PR #1694, opened 2020-09-09
[1] Update CurrentFilePath when document is renamed

### LINKED ISSUE #1662: Issue tagging: handle file renames

rita-g-sonarsource:
Fixes #1662


src/Integration.Vsix/ErrorList/IssuesSnapshot.cs
```diff
@@ -280,11 +280,13 @@ public override int IndexOf(int currentIndex, ITableEntriesSnapshot newSnapshot)
 
         public IEnumerable<IAnalysisIssueVisualization> Issues => readonlyIssues;
 
-        public IEnumerable<string> FilesInSnapshot { get; }
+        public IEnumerable<string> FilesInSnapshot { get; private set; }
 
         public void IncrementVersion()
```
rita-g-sonarsource, line 285: My listener calls LocationStore.Refresh, which in turn calls IncrementVersion

src/Integration.Vsix/ErrorList/IssuesSnapshot.cs
```diff
@@ -280,11 +280,13 @@ public override int IndexOf(int currentIndex, ITableEntriesSnapshot newSnapshot)
...
         {
             versionNumber = GetNextVersionNumber();
+
+            FilesInSnapshot = CalculateFilesInSnapshot(filePath, issues);
```
rita-g-sonarsource, line 289: I need to refresh the cache to pickup the renames

src/IssueViz/IssueVizPackage.cs
```diff
@@ -37,12 +39,17 @@ namespace SonarLint.VisualStudio.IssueVisualization
     [ProvideToolWindowVisibility(typeof(IssueVisualizationToolWindow), Constants.UIContextGuid)]
     public sealed class IssueVizPackage : AsyncPackage
     {
+        private IFileRenamesEventHandler fileRenamesEventHandler;
```
duncanp-sonar, line 42: We won't start tracking file renames until the package is loaded, which won't happen until either a command is called or the tool window is opened.

We either need to change when the package loads, or instantiate the rename tracker in a different way. We need the tracker from the point that a file is analysed/issues pushed to the error list, so we could create it in part of the analysis infrastructure.

src/IssueViz/Editor/LocationTagging/LocationTagger.cs
```diff
@@ -29,8 +29,6 @@
 
 namespace SonarLint.VisualStudio.IssueVisualization.Editor.LocationTagging
 {
-    // TODO: track document renames: https://github.com/SonarSource/sonarlint-visualstudio/issues/1662
```
duncanp-sonar, line 32: This tagger is storing the file path at the point it is created, and using that value when calling the location service. That works partially at the moment because the snapshot file name is not being updated currently. However, the tagger won't work properly in the following scenario:
* open a file -> analysed ok, tagger created
* rename the file while it is open -> snapshot is refreshed; it knows about both old and new names
* edit the doc -> the tagger will still update correctly at this point. It's using the old file name, but it works because the snapshot still has the old name in its list of affected files
* save the file -> re-analysis -> new snapshot -> tagger told about the new issues.
At this point, the tagger only knows about the old name, and the new snapshot only knows about the new name.

The tagger is no longer tracking the latest issues, and any notifications it sends to the location store are ignored because they are using the old file name.

duncanp-sonar: FYI I pushed another commit in a branch called `RG/1662-file-renames_DP1` that changes the tagger so it doesn't ever store the file path (it fetches it from the document each time). However, it's only part of the solution, and I'm not sure it's the right approach.

src/Integration.Vsix/ErrorList/IssuesSnapshot.cs
```diff
@@ -63,6 +65,19 @@ internal interface IIssuesSnapshot : ITableEntriesSnapshot
...
+        /// issues are the same but the source file has been renamed
+        /// </summary>
+        IIssuesSnapshot CreateUpdatedSnapshot(string newFilePath);
+
+        /// <summary>
+        /// Create and return an updated version of an existing snapshot, where the
+        /// set of issues are the same but their locations have changed (by the user editing the file)
+        /// </summary>
+        /// <remarks>The number and ordering of issues must be the same</remarks>
+        IIssuesSnapshot CreateUpdatedSnapshot(IEnumerable<IAnalysisIssueVisualization> updatedIssues);
```
rita-g-sonarsource, line 80: Do we use this somewhere? I think we used to, but there are no usages of this anymore.

src/Integration.Vsix/ErrorList/IssuesSnapshot.cs
```diff
@@ -278,13 +283,17 @@ public override int IndexOf(int currentIndex, ITableEntriesSnapshot newSnapshot)
...
         public IEnumerable<IAnalysisIssueVisualization> Issues => readonlyIssues;
 
-        public IEnumerable<string> FilesInSnapshot { get; }
+        public IEnumerable<string> FilesInSnapshot { get; private set; }
 
         public void IncrementVersion()
         {
             versionNumber = GetNextVersionNumber();
+
+            FilesInSnapshot = CalculateFilesInSnapshot(AnalyzedFilePath, issues);
```
rita-g-sonarsource, line 296: I'm not sure about this. It feels a bit out of place, but then again, "IncrementVersion" means that _something_ has changed, so it can be appropriate to refresh the cache. I wouldn't want to expose a Rename method as that would give away that there is a cache.

rita-g-sonarsource:

src/Integration.Vsix/ErrorList/SonarErrorListDataSource.cs
```diff
@@ -223,5 +226,61 @@ private static void SafeOperation(ITableDataSink sink, string operationName, Act
...
+                        if (factoryChanged)
+                        {
+                            InternalRefreshErrorList(factory);
+                        }
+                    }
+                }
+            }
+        }
+
+        private static bool HandleFileRenames(SnapshotFactory factory, string oldFilePath, string newFilePath)
```
rita-g-sonarsource, line 253: Maybe this should be part of SnapshotFactory, WDYT?

src/Integration.Vsix/ErrorList/IssuesSnapshot.cs
duncanp-sonar: No. There are three static constructor methods for the snapshot that were all used by the TBIT. Only one of them should be used now.

src/Integration.Vsix/ErrorList/IssuesSnapshot.cs
duncanp-sonar: It would be more efficient to do this as part of the file renaming code since that's the only time we'd need to recalculate the set of files. Otherwise, we'll end up recalculating unnecessarily every time the text buffer is changed.

duncanp-sonar (approved):

src/Integration.Vsix/ErrorList/IssuesSnapshot.cs
rita-g-sonarsource: So are you suggesting to expose a Rename method on IssuesSnapshot?

duncanp-sonar: I'd leave it as it is for now since it works.
There's something that doesn't feel right, even after your second PR.  If the analyzed file has changed we create a new snapshot but preserve the existing issue instances; if the analyzed file has not changed we just call `IncrementVersion`.
There doesn't seem to be a good reason to always update the issue location file paths in-place (by updating the issue visualizations), but to "update" the analyzed file path by creating a new snapshot instance.

rita-g-sonarsource: Fair point. Maybe we should just always create a new snapshot then. Renames won't happen very often, so it's not gonna be a performance hit (and it would simplify the code). WDYT?

duncanp-sonar: Yep, why not. Then `IncrementVersion` won't need to change since the constructor will calculate the affected files anyway.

--------------------------------

■ Aim of the exercise
Copy each line from the entries above that has the word "ITableEntriesSnapshot" in it.

■ Output
@@ -280,11 +280,13 @@ public override int IndexOf(int currentIndex, ITableEntriesSnapshot newSnapshot)
@@ -280,11 +280,13 @@ public override int IndexOf(int currentIndex, ITableEntriesSnapshot newSnapshot)
@@ -63,6 +65,19 @@ internal interface IIssuesSnapshot : ITableEntriesSnapshot
@@ -278,13 +283,17 @@ public override int IndexOf(int currentIndex, ITableEntriesSnapshot newSnapshot)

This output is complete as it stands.